By Yael Grauer
SF32 is a constitutional amendment for citizen’s right to security from unreasonable electronic communications and data searches.
It would add electronic communications and data to the list of items (“persons, homes, papers, and effects”) that Minnesota state residents are free from unreasonable search and seizure of.
Although the amendment wouldn’t stop federal agents and NSA from conducting mass surveillance, any warrantless data gathered by NSA and other entities would be inadmissible in state courts. In addition, it would restrict the flow of information from local agencies to federal agencies.
SF33 would prohibit electronic communication or remote computing services from disclosing records to governmental entities without a search warrant, court order, or consent of the subscriber/customer.
A court order would be required for a government entity to access personal identifying information, but would only be issued with probable cause.
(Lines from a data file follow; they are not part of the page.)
PR #2214, opened 2022-07-15
WIP: Record > HTML structure > main section and related section

ravish-kg:
This PR has changes related to record app page:

This includes,

- Page action buttons
  Just the placeholder 
- Title bar
   The title information that is in the format of <reference.displayname>: <tuple.displayname>
   The create/copy/edit/delete buttons (again, you don't need to worry about functionality).
   The positioning of the title and buttons should behave the same way as the master.
   Show/hide side panel button
- Make sure the button position in both states is the same as the master.
- The main section
- A list of accordions where each is the related entity.
  The position of the arrow and header should be the same as the master.
  Included "explore" button on the top right, and placeholder for the rest of the buttons.
- Footer


src/components/record/record-footer.tsx
```diff
@@ -0,0 +1,18 @@
+import '@isrd-isi-edu/chaise/src/assets/scss/_record.scss';
```
RFSH, line 1: We already have a `footer` component. Please make sure you're looking at recordset implementation and use the same components if they already exits.

src/components/record/record-action-buttons.tsx
```diff
@@ -0,0 +1,67 @@
+import '@isrd-isi-edu/chaise/src/assets/scss/_record.scss';
```
RFSH, line 1: I don't see the point of this component. It's not adding any value and you should just move this to be inside the `record.tsx`.

src/components/record/record.tsx
```diff
@@ -28,36 +36,180 @@ const Record = ({
...
+    }
+  }
 
   useEffect(() => {
     // get the data
     readMainEntity();
   }, []);
 
+  useLayoutEffect(() => {
+    calculateAvailableHeight();
```
RFSH, line 69: There's a `attachContainerHeightSensors` function in `ui-utils.ts` that is basically the React version of the same function that we have in AngularJS. So please use this function instead. You don't need to pass any parameters to this function for your usecase. Please take a look at how I did it in recordset page.

src/assets/scss/_record.scss
```diff
@@ -1 +1,144 @@
 // record component rules
+.top-panel-container {
+    padding-top: 20px;
```
RFSH, line 3: Please make sure you've pulled the latest `react` branch into this branch. If you've done this and you mimicked the same page structure as recordset (and master), then you don't need to manually set all these padding and margins. The [default rules in `app.scss`](https://github.com/informatics-isi-edu/chaise/blob/react/src/assets/scss/app.scss#L413) should take care of this.

src/components/record/record-page-action-buttons.tsx
```diff
@@ -0,0 +1,58 @@
...
+          Show empty sections
+        </Button>
+      </ChaiseTooltip>
+      <ChaiseTooltip
+        placement='bottom-start'
+        tooltip='Click here to show an export format'
+      >
+        <Export
+          reference={null}
+          // disabled={isLoading || !page || page.length === 0}
```
RFSH, line 41: When you moved this to `record.tsx`, you should pass proper values to it and make sure it's working properly in context of record as well. We don't have a `isLoading` for now, so let's just set the disabled state based on `page` (and add a TODO saying that it should also be disabled while loading).

src/assets/scss/_record.scss
```diff
@@ -1 +1,144 @@
...
+            }
+    
+            &:not(.collapsed)::after {
+                content: '\f078'; // fa-solid fa-chevron-down
+            }
+        }
+    }
+}
+
+.footer-container {
```
RFSH, line 106: If you're using the same Footer component then this should be removed.

src/assets/scss/_record.scss
```diff
@@ -1 +1,144 @@
...
+
+.top-flex-panel {
+    position: relative;
+    display: flex;
+    flex: 1;
+    -webkit-box-flex: 1;
+}
+
+.chaise-btn-icon {
+    margin-right: 4px;
```
RFSH, line 131: You realize that this will apply to all the instances of this class, right? If you just want to do this for specific buttons in specific container, please add them. Otherwise general rules like this should be in `app.scss`. In this case you should either remove this rule or just make it more specific like I suggested.

src/assets/scss/_record.scss
```diff
@@ -1 +1,144 @@
...
+}
+
+.pull-right {
```
RFSH, line 134: Move this to `app.scss`.

RFSH (changes requested):
In general, please make sure you're mimicking the same structure as master. This includes all the class names and ids (as well as applying more or less the same CSS rules). This would reduce the amount of changes needed to CSS and testing.

I'm not going to go over the whole structure, but as an example the title elements have `entity-subtitle` and `entity-title` ids that are missing from here.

The bill includes a few exceptions, such as potentially life-threatening information, informed, affirmative consent of the subject identifying a caller’s location when they request emergency services.
Both bills have been referred to the Senate Judiciary Committee, and will need to pass by majority vote before they are considered by the full state Senate.
These two bills follow years of ongoing conversation about government surveillance capabilities using technologies such as license plate readers (LPR), Stingray, KingFish, and drones, as well as various forms of of administrative subpoenas from telecommunication companies.
“As we were going through these issues, it became pretty clear to me that the government was not going to disclose its capabilities to the legislature or the public in a proactive manner, ever,” says Petersen.
“They will only discuss them once it’s been revealed other by way of Freedom of information act requests by advocates or by investigative journalism as was the case with license plate readers, and that’s a problem from a policy-making standpoint because we can’t comprehend or debate the civil liberties ramifications of their activity or their capabilities.”
Rather than continuing to address new technologies in a piecemeal fashion, Petersen and the data practices commission in Minnesota thought that a universal standard should be put into place, and a universal concept of privacy articulated, “so that it doesn’t matter whether you’re using license plate readers or drones or KingFish or facial recognition software or whatever, that that information, once it meets a certain degree of personal or individualized nature, is private… or at least requires a probable cause to access that information if you’re a government entity.”
SF33 articulates what individualized data means, so that it requires a probable cause warrant from a judge, no matter what tool or technology is used. Petersen expects the bill to be steadfastly opposed by law enforcement and by extension, the governor.
SF32, on the other hand, is a constitutional amendment which doesn’t require the governor’s signature. It is very similar to the one proposed in Missouri in 2014, which passed with broad bipartisan support in the legislature and earned 75 percent of the vote in a statewide referendum. Petersen is confident that public support exists for the issue.
The bills need to pass by majority vote in the judiciary committee, and as of now, Senate Judiciary Committee Chair Ron Latz has declared he’s not going to hear them.
“This could change once it becomes more clear to him that there is some public demand for it,” says Petersen.
“Nobody wants to be on the wrong side of an 80 percent issue, and I’m hopeful he has a change of heart.”